Task material:
PR #354, opened 2020-05-11
In-place permute! function for ITensor type

emstoudenmire:
It's convenient sometimes to have `permute!` for an ITensor versus only `permute`. So this pull request adds that function. The implementation simply calls `permute` and "steals" the store and inds references from the newly created ITensor. Perhaps there's a better way to do it?

### DIFF
--- a/src/itensor.jl
+++ b/src/itensor.jl
@@ -1001,6 +1001,14 @@ permute(T::ITensor,
         inds::Index...) = permute(T,
                                   IndexSet(inds...))
 
+"""
+    permute!(T::ITensors, inds)
+    permute!(T::ITensors, inds::Index...)
+
+Modify the ITensor T to have indices permuted according
+to the input indices inds. The storage of the ITensor
+is permuted accordingly.
+"""
 function Base.permute!(T::ITensor{N},new_inds) where {N}
   Tp = permute(T,new_inds)
   T.store = Tp.store
--- a/src/itensor.jl
+++ b/src/itensor.jl
@@ -1001,6 +1001,17 @@ permute(T::ITensor,
         inds::Index...) = permute(T,
                                   IndexSet(inds...))
 
+function Base.permute!(T::ITensor{N},new_inds) where {N}
+  Tp = permute(T,new_inds)
+  T.store = Tp.store
+  T.inds = Tp.inds
+  return T
+end
+
+Base.permute!(T::ITensor,
+              inds::Index...) = permute!(T,IndexSet(inds...))
+
+
 Base.:*(T::ITensor, x::Number) = itensor(x*tensor(T))
 
 Base.:*(x::Number, T::ITensor) = T*x
--- a/src/itensor.jl
+++ b/src/itensor.jl
@@ -1011,8 +1011,8 @@ is permuted accordingly.
 """
 function Base.permute!(T::ITensor{N},new_inds) where {N}
   Tp = permute(T,new_inds)
-  T.store = Tp.store
-  T.inds = Tp.inds
+  setstore!(T,store(Tp))
+  setinds!(T,inds(Tp))
   return T
 end
 
--- a/test/itensor.jl
+++ b/test/itensor.jl
@@ -609,6 +609,19 @@ end
     for ii ∈ 1:dim(i), jj ∈ 1:dim(j), kk ∈ 1:dim(k)
       @test A[k=>kk,i=>ii,j=>jj]==permA[i=>ii,j=>jj,k=>kk]
     end
+
+    Aorig = deepcopy(A)
+    permute!(A,k,j,i)
+    @test k==inds(A)[1]
+    @test j==inds(A)[2]
+    @test i==inds(A)[3]
+    for ii ∈ 1:dim(i), jj ∈ 1:dim(j), kk ∈ 1:dim(k)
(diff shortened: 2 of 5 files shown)


emstoudenmire:
@mtfishman please let me know if this looks ok to you before merging. Mostly it's for convenience, so a user doesn't have to write `T = permute(T,k,j,i)` and can just write `permute!(T,k,j,)`. Then later we could always modify the implementation if there's a better one to be had.

mtfishman:
This made me think about the copying behavior of `permute`. It seems like if you call `permute!(A, (i, i'))`, if `A` has indices ordered as `(i, i')` then it shouldn't doing anything to the storage. However, right now it copies the storage. We could put a check at this level for that. I was wondering if we should give the option for similar functionality for `permute`. We could do a similar thing as for `dag`, where by default it tries to do as little work as possible (and maybe returns a view), but we have a keyword argument `always_copy` that makes sure it is never a view (but doesn't do superfluous copies either).

src/itensor.jl
```diff
@@ -1001,6 +1001,25 @@ permute(T::ITensor,
...
+    permute!(T::ITensors, inds)
+    permute!(T::ITensors, inds::Index...)
+
+Modify the ITensor T to have indices permuted according
+to the input indices inds. The storage of the ITensor
+is permuted accordingly.
+"""
+function Base.permute!(T::ITensor{N},new_inds) where {N}
+  Tp = permute(T,new_inds)
+  T.store = Tp.store
```
mtfishman, line 1014: Could you rewrite this as `setstore!(T, store(Tp))`? Generally I prefer using functions to access/modify fields since it is a bit more robust.

test/itensor.jl
```diff
@@ -609,6 +609,19 @@ end
     for ii ∈ 1:dim(i), jj ∈ 1:dim(j), kk ∈ 1:dim(k)
       @test A[k=>kk,i=>ii,j=>jj]==permA[i=>ii,j=>jj,k=>kk]
     end
+
+    Aorig = deepcopy(A)
```
mtfishman, line 613: Is the `deepcopy` here necessary? I think our regular `copy(::ITensor)` is already a "deep copy" in the sense that it copies the indices and storage. Partially I'm asking because this started to make me wonder about the copying behavior of ITensors...

src/itensor.jl
emstoudenmire: Yes, good point!

test/itensor.jl
emstoudenmire: Will change, thanks

mtfishman:
Somehow it seems backwards to define `permute!` in terms of `permute` instead of the other way around, but I think that is the way to go in this case...

emstoudenmire:
Yes, I was wondering the same thing about if there should be a check for the case of a trivial permutation, in which case ideally the function would just do nothing. But I hadn't thought about how that brings back up the issue of whether one can be sure of a copy if that behavior is needed. So I agree having an alway_copy keyword argument is the best solution.

I guess it wouldn't hurt to just implement the permutation checking and always_copy logic online in `permute` and not separately in `permute!`? I think the setstore! and setinds! calls within `permute!` won't have any significant cost no matter what `permute` does.

mtfishman:
That sounds good to implement it only in `permute` and then `permute!` just uses the `always_copy = false` version. I think it is fine to always call `setstore!` and `setinds!` (I guess those should only be pointer manipulations).

A question is, does `permute` default to `alway_copy = true` or `false`? I would lean towards `false`.

mtfishman:
A more subtle issue comes up that for `always_copy = false`, storage types like `Diag` and `DiagBlockSparse` in general do not need to manipulate the storage, so I think could always return a view. That would require the logic of `always_copy` to reach down into `NDTensors` (which is fine, but more involved).

We could always implement those optimizations later, and emphasize that if `always_copy = false`, we can't guarantee that the view vs. copy behavior will remain the same over time (so we don't consider that to be a breaking change).

emstoudenmire:
Changed to Draft mode and removed 0.1 Milestone in order to work on getting the `always_copy` behavior settled, which is an important thing to think through. On the other hand, this function is not a blocker for 0.1.

mtfishman:
One potential breaking change that came up here is if we should have `permute` by default return a view if possible (i.e. default to `always_copy = false`). I would lean towards that behavior, in which case it would be breaking if we introduced it later.

emstoudenmire:
Yes, that's an important thing to decide about pre-0.1. I am in agreement with you, that `permute` is allowed to return a view. Besides the performance gains, one other nice thing about that is that if someone asks for a trivial permutation the function just succeeds and doesn't annoyingly have to raise a warning or an error. (There could be good reasons to ask for a trivial permutation, like just to make sure of a certain index ordering as a guarantee.)

Since we will go forward with that behavior (as we both agree), doesn't it become a non-breaking change? What I mean is that now the only statement in the docs is that `permute` might or might not return a view, and you can't rely on its behavior as it could be different under any number of circumstances. Of course later we might broaden the number of cases where it returns views, but in any circumstance users should not assume it will do this.

mtfishman:
Yes, I just meant that it would be breaking from the current behavior, so we should decide on it pre-0.1. Agreed that we can add features like `permute` for `Diag` always returning a view by default post-0.1 without considering it breaking.

I can make a PR for the simple behavior, that for a trivial permutation it returns a view by default.

PR #355, opened 2020-05-12
add read/write for MPS and MPO via HDF5

jtschneider:
Hello everybody,
I added a read/write function via the HDF5 package for an MPO and MPS, respectively.
I wanted this small convenience in my script and just copy/pasted the template from the read/write functions for an ITensor. I hope this suffices.

Should the test for reading/writing be adapted accordingly?

Cheers,
Jan


emstoudenmire:
Hi Jan, thanks - this looks great. The main changes I'd like to ask for are just these:
1. please do go ahead and add a unit test inside of test/readwrite.jl, along the lines of the other tests there (using the same filename for the output file, since it gets deleted by the test at the end)
2. please also write and read back the .llim and .rlim fields inside the MPS / MPO. Your implementation is already correct in the sense of not having any bugs per se, but if an MPS is canonicalized, which is what the llim and rlim record information about, then this information would be lost and extra work would have to be done to re-canonicalize the MPS after reading it back in.

PR #357, opened 2020-05-12
Performance regression in ITensor broadcasting operations

mtfishman:
There is a very strange performance regression with ITensor broadcasting operations. You can see it in the following example:
```julia
julia> i = Index(100);

julia> @btime axpy!(2, A, B) setup = (B = randomITensor(i, i'); A = randomITensor(i', i));
  498.087 μs (49533 allocations: 775.45 KiB)

julia> @btime map!((y, x) -> 2 * x + y, B, B, A) setup = (B = randomITensor(i, i'); A = randomITensor(i', i))
  9.657 μs (31 allocations: 1.83 KiB)
```
`axpy!(a, x, y)` is just defined [here](https://github.com/ITensor/ITensors.jl/blob/master/src/itensor.jl#L1172) in terms of the broadcast call `y .+= a .* x`, so that is testing the broadcasting performance.

The strange part about this is that the broadcast call `y .+= a .* x` is _itself_ defined in terms of the `map!` call above, as you can see [here](https://github.com/ITensor/ITensors.jl/blob/master/src/broadcast.jl#L256). It is therefore a complete mystery to me why the performance above is so different.

This regression is currently causing a huge slowdown in `dmrg`, for example running `examples/1d_Heisenberg_dmrg.jl`:
```
After sweep 1 energy=-138.837128197001 maxlinkdim=10 time=0.500
After sweep 2 energy=-138.937288615100 maxlinkdim=20 time=0.997
After sweep 3 energy=-138.940084627227 maxlinkdim=100 time=7.992
After sweep 4 energy=-138.940086090413 maxlinkdim=100 time=21.790
After sweep 5 energy=-138.940086113354 maxlinkdim=122 time=28.010
```
which is clearly quite slow.

The "fix" in this PR is to call `map!` directly in `axpy!`, instead of indirectly through the slow broadcast call (which, again, is defined in terms of `map!` anyway...). That improves the `dmrg` performance back to what we would expect:
```
After sweep 1 energy=-138.832801271759 maxlinkdim=10 time=0.216
After sweep 2 energy=-138.937263887382 maxlinkdim=20 time=0.297
After sweep 3 energy=-138.940084729709 maxlinkdim=100 time=1.676
After sweep 4 energy=-138.940086098620 maxlinkdim=100 time=4.005
After sweep 5 energy=-138.940086121925 maxlinkdim=122 time=5.478
```

It is a pretty dissatisfying "fix", and the broadcast call is still slow. I haven't benchmarked other broadcast calls, it would be interesting to see if this is a general problem and figure out how to make the broadcast call fast again.

### DIFF
--- a/src/broadcast.jl
+++ b/src/broadcast.jl
@@ -257,7 +257,7 @@ function Base.copyto!(T::ITensor,
     else
       bc_bc_bc = find_type(Broadcasted, bc_bc.args)
       if isnothing(α)
-        α = find_type(Number, bc_bc_bc.args)
+      #  α = find_type(Number, bc_bc_bc.args)
         B = find_type(ITensor, bc_bc_bc.args)
       else
         A, B = bc_bc_bc.args
--- a/src/broadcast.jl
+++ b/src/broadcast.jl
@@ -257,12 +257,12 @@ function Base.copyto!(T::ITensor,
     else
       bc_bc_bc = find_type(Broadcasted, bc_bc.args)
       if isnothing(α)
-      #  α = find_type(Number, bc_bc_bc.args)
+        β = find_type(Number, bc_bc_bc.args)
         B = find_type(ITensor, bc_bc_bc.args)
       else
         A, B = bc_bc_bc.args
       end
-      mul!(T, A, B, α, 1)
+      mul!(T, A, B, β, 1)
     end
   else
     error("When adding two ITensors in-place, one must be the same as the output ITensor")
--- a/src/itensor.jl
+++ b/src/itensor.jl
@@ -1169,15 +1169,9 @@ end
 w .+= a .* v
 ```
 """
-function LinearAlgebra.axpy!(a::Number,
-                             v::ITensor,
-                             w::ITensor)
-  return map!((r, t) -> r + a * t, w, w, v)
-end
-
-#LinearAlgebra.axpy!(a::Number,
-#                    v::ITensor,
-#                    w::ITensor) = (w .+= a .* v)
+LinearAlgebra.axpy!(a::Number,
+                    v::ITensor,
+                    w::ITensor) = (w .+= a .* v)
 
 """
 axpby!(a,v,b,w)
--- a/src/itensor.jl
+++ b/src/itensor.jl
@@ -1169,9 +1169,15 @@ end
 w .+= a .* v
 ```
 """
-LinearAlgebra.axpy!(a::Number,
-                    v::ITensor,
-                    w::ITensor) = (w .+= a .* v)
+function LinearAlgebra.axpy!(a::Number,
+                             v::ITensor,
+                             w::ITensor)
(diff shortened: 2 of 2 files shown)


mtfishman:
As some more background, this regression was introduced in this commit: 7449c053ffc6022ae329fb3915a87778106b3d43. In that commit, the old ITensor function `apply!` was replaced by the function `map!`, which essentially did the same thing with a new interface. Before that commit (i.e. bf90e9ef9646360edf5117a8a95550ac1288c4a4) the problematic broadcast call was using `apply!`, without issue.

emstoudenmire:
I'm really glad you were able to find the issue, but I see why it's kind of mystifying. 

Do you think it's possible that there are different more or less specialized versions of `map!` which are being generated by the compiler, and one way of calling `map!` directly calls a more specialized, efficient version whereas calling it through `axpy!` was ultimately calling a less specialized version? I'm not sure; it's just a guess.

It would be interesting to call those two functions and see if exactly the same `map!` code (with exactly the same argument types) is being called.

mtfishman:
Ok, this performance issue is almost too strange to believe. In the latest version of this branch, I reverted the function `axpy!` to use the broadcast call `y .+= a .* x`. I only changed the broadcast call by commenting out a single line [here](https://github.com/ITensor/ITensors.jl/pull/357/commits/42fa3b71f811399acbafb02dbd1e30e0e09a4bc6#diff-2d8d5b5a5cc004c730be016fd93348d8R260) that is within a conditional statement that is not called by `axpy!` (I confirmed that it is not being called by putting in a print statement). Now on this branch, the performance issue is fixed:
```julia
julia> i = Index(100)
(dim=100|id=181)

julia> @btime axpy!(2, A, B) setup = (B = randomITensor(i, i'); A = randomITensor(i', i));
  11.983 μs (41 allocations: 2.08 KiB)

julia> @btime map!((y, x) -> 2 * x + y, B, B, A) setup = (B = randomITensor(i, i'); A = randomITensor(i', i));
  9.577 μs (31 allocations: 1.83 KiB)
```
I also confirmed that the `dmrg` performance is back to what we would expect. You just can't make this stuff up.

I'm sure we could rewrite that function in some other way to avoid all of those if-statements (for example we could use dispatch to split up that function). I can't even begin to guess how commenting out that line creates such a performance discrepancy. In my profiling, the actual low-level Array permutation is somehow slowed down, not anything within that function (both when I use `Strided` and our own `permutedims!` function). That all happens beneath many layers of function barriers. I wish we could make a minimal example of this issue, but I'm not sure how we could go about doing that.

mtfishman:
Note that the only test failure is a test of the broadcast call `C .= a .* A .* B`, which uses the branch of code with the line that is commented out.

mtfishman:
I'll merge this since it is a minimal fix, I'm sure this code will get rewritten in a better way at some point.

Your assignment: Working from the entries above, return all lines that contain "output".

Solution:
1. please do go ahead and add a unit test inside of test/readwrite.jl, along the lines of the other tests there (using the same filename for the output file, since it gets deleted by the test at the end)
     error("When adding two ITensors in-place, one must be the same as the output ITensor")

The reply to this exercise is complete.